**RECORDS PROVIDED:**
PR #210, opened 2024-05-09
DATA-33 Migrate to asset list v2

cryptomatictrader:
This pull request address the use of asset list. SQS needs to sunset the use of v1 asset list and move to v2 asset list.


cryptomatictrader:
Will review with Roman and work out/perform the test efforts before we merge.

cryptomatictrader:
Haven't persisted the coingecko id. Will add it in

tokens/usecase/tokens_usecase.go
```diff
@@ -32,24 +32,74 @@ type tokensUseCase struct {
...
+		CoingeckoID string `json:"coingeckoId"`
+		Price       struct {
+			PoolID string `json:"poolId"`
+			Denom  string `json:"denom"`
+		} `json:"price"`
+		Categories   []string `json:"categories"`
+		PegMechanism string   `json:"pegMechanism"`
+		// Found inconsistency in the assest list file
+		// TransferMethods/CounterParty sometimes is an array and sometimes is an object
+		// So commenting out the fields for now
```
p0mvn: I'm supportive of removing all fields that we don't need and skip parsing them. Instead, leave the comment that this is what we are trying to do

tokens/usecase/tokens_usecase.go
```diff
@@ -302,41 +352,11 @@ func GetTokensFromChainRegistry(chainRegistryAssetsFileURL string) (map[string]d
...
-		}
-
+		token.Precision = asset.Decimals
 		token.HumanDenom = asset.Symbol
-		token.IsUnlisted = isUnlisted
-
-		tokensByChainDenom[chainDenom] = token
+		token.IsUnlisted = asset.Disabled
+		token.CoingeckoID = asset.CoingeckoID
+		tokensByChainDenom[asset.CoinMinimalDenom] = token
```
p0mvn: Looks like v2 has a much cleaner format

p0mvn (commented):
Great work! Just wondering - are there any tests that would make sense adding here or do you think the existing ones already provide sufficient coverage?

tokens/usecase/tokens_usecase.go
cryptomatictrader: Removed unused asset list definitions

tokens/usecase/tokens_usecase.go
cryptomatictrader: Please note ``is_unlisted`` maps to ``preview``, not ``disabled``. Fixed.

cryptomatictrader:
I believe the existing unit tests should cover it quite well because not constructing the token object with proper values will break the test cases pretty hard. But I'll also run the e2e test to make sure. Will talk to you soon about running the tests. Thanks!

p0mvn (approved):
Great work!

Recommending the following plan:
- (If not yet done) test this change out on a running dev node and validate a few swap pairs with swagger
- Let's merge this
- Backport to the `v25.x` branch via a backport label
- Create a tag and update it [here](https://github.com/osmosis-labs/infrastructure/blob/3d0297c0d19a5efa087e6e1980f59ad499e042e8/environments/sqs-osmosis-zone/environments/stage/ansible/vars/version.yaml#L7) for staging
- Deploy the change to stage and do a round of manual QA
- Request #eng-qa to do a round of QA in https://dev.osmosis.zone/ to make sure that most pairs continue routing
- On success, modify [this](https://github.com/osmosis-labs/infrastructure/blob/3d0297c0d19a5efa087e6e1980f59ad499e042e8/environments/sqs-osmosis-zone/environments/prod/ansible/vars/version.yaml#L7) tag for prod
- Deploy prod

cryptomatictrader:
@p0mvn thanks for the review.

Just want to make sure I follow the proper process, given that v25.x becomes current.

1. I've merged the latest code from `v25.x` branch into this branch locally, ran some tests using swagger and they are all good. Should I proceed to push the merged changes to `calvin/migrate-to-asset-list-v2`
2. Will create a tag after the push
3. You mentioned I need to update the `version.yaml` for staging and deploy it to stage but ask QA to run a round of QA in https://dev.osmosis.zone. Do both https://dev.osmosis.zone (as well as https://stage.osmosis.zone) use staging 'version.yaml'

domain/tokens.go
```diff
@@ -3,9 +3,10 @@ package domain
...
 	// HumanDenom is the human readable denom.
-	HumanDenom string `json:"human_denom"`
+	HumanDenom string `json:"symbol"`
 	// Precision is the precision of the token.
-	Precision int `json:"precision"`
+	Precision int `json:"decimals"`
 	// IsUnlisted is true if the token is unlisted.
-	IsUnlisted bool `json:"is_unlisted"`
+	IsUnlisted  bool   `json:"preview"`
+	CoingeckoID string `json:"coingeckoId"`
```
p0mvn, line 11: Just realized that this would be a breaking change.

For example, it would break our new integration tests. I don't think there are any other clients so we can simply fix our integration tests.

Could you please confirm that the tests continue to work by running `e2e-run-dev`?

p0mvn (changes requested):

p0mvn:
> @p0mvn thanks for the review.
> 
> Just want to make sure I follow the proper process, given that v25.x becomes current.
> 
> 1. I've merged the latest code from `v25.x` branch into this branch locally, ran some tests using swagger and they are all good. Should I proceed to push the merged changes to `calvin/migrate-to-asset-list-v2`
> 2. Will create a tag after the push
> 3. You mentioned I need to update the `version.yaml` for staging and deploy it to stage but ask QA to run a round of QA in https://dev.osmosis.zone. Do both https://dev.osmosis.zone (as well as https://stage.osmosis.zone) use staging 'version.yaml'


Good questions!

1 and 2. We should not merge `v25.x` branch into this one. Instead, can merge this PR directly to `v24.x` while applying the "A:backport/v25.x" label. On merge to `v24.x`, mergify will auto-create a backport PR to v25.x for us. Then, we can merge that to `v25.x` and create a tag.
3. 
- https://dev.osmosis.zone uses https://sqs.stage.osmosis.zone/swagger/index.html#/default/get-token-metadata
- https://stage.osmosis.zone/ uses sqs.osmosis.zone/

So Dev FE => SQS Stage and Stage FE => SQS Prod

This is so that FE developers have their environment as close to production as possible and so that the risky changes that we test in dev do not affect their environment

domain/tokens.go
p0mvn: https://github.com/osmosis-labs/sqs/blob/5062373fcf18dd144236a9c1ae4311d5be21a1b0/tests/setup.py#L286

cryptomatictrader: Addressed in https://github.com/osmosis-labs/sqs/pull/210/commits/170cd24df7f97a367ab4d842f863806f59e61bb9

cryptomatictrader:
@p0mvn , please note I've changed the base branch to v25.x. e2e-run-dev has passed in my local environment. Will create a tag and update staging after review and merge into v25.x.

.github/mergify.yml
```diff
@@ -54,3 +54,11 @@ pull_request_rules:
...
         branches:
           - v24.x
+  - name: backport patches to v25.x branch
+    conditions:
+      - base=v24.x
+      - label=A:backport/v25.x
+    actions:
+      backport:
+        branches:
+          - v25.x
```
p0mvn, line 64: Ahh that's why it didn't work for me

I saw this present on `v24.x` but did not check `v25.x`

Thanks for adding

CHANGELOG.md
```diff
@@ -43,13 +43,18 @@ Ref: https://keepachangelog.com/en/1.0.0/
...
 that is already correctly scaled when computing the price using the alternative (quote-based) method.
 
 ## v0.17.10
 
 - /config-private endpoint, mask OTEL config in /config endpoint
 
+## v0.17.9
+
+Fixes for pricing cache and min liquidity param
+
```
p0mvn, line 57: Thanks for bringing these over

p0mvn (approved):
🥪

**EXERCISE REQUIREMENTS:**
Would you show each line of the material above that contains the string "proceed"?

**WRITTEN REPLY:**
1. I've merged the latest code from `v25.x` branch into this branch locally, ran some tests using swagger and they are all good. Should I proceed to push the merged changes to `calvin/migrate-to-asset-list-v2`
> 1. I've merged the latest code from `v25.x` branch into this branch locally, ran some tests using swagger and they are all good. Should I proceed to push the merged changes to `calvin/migrate-to-asset-list-v2`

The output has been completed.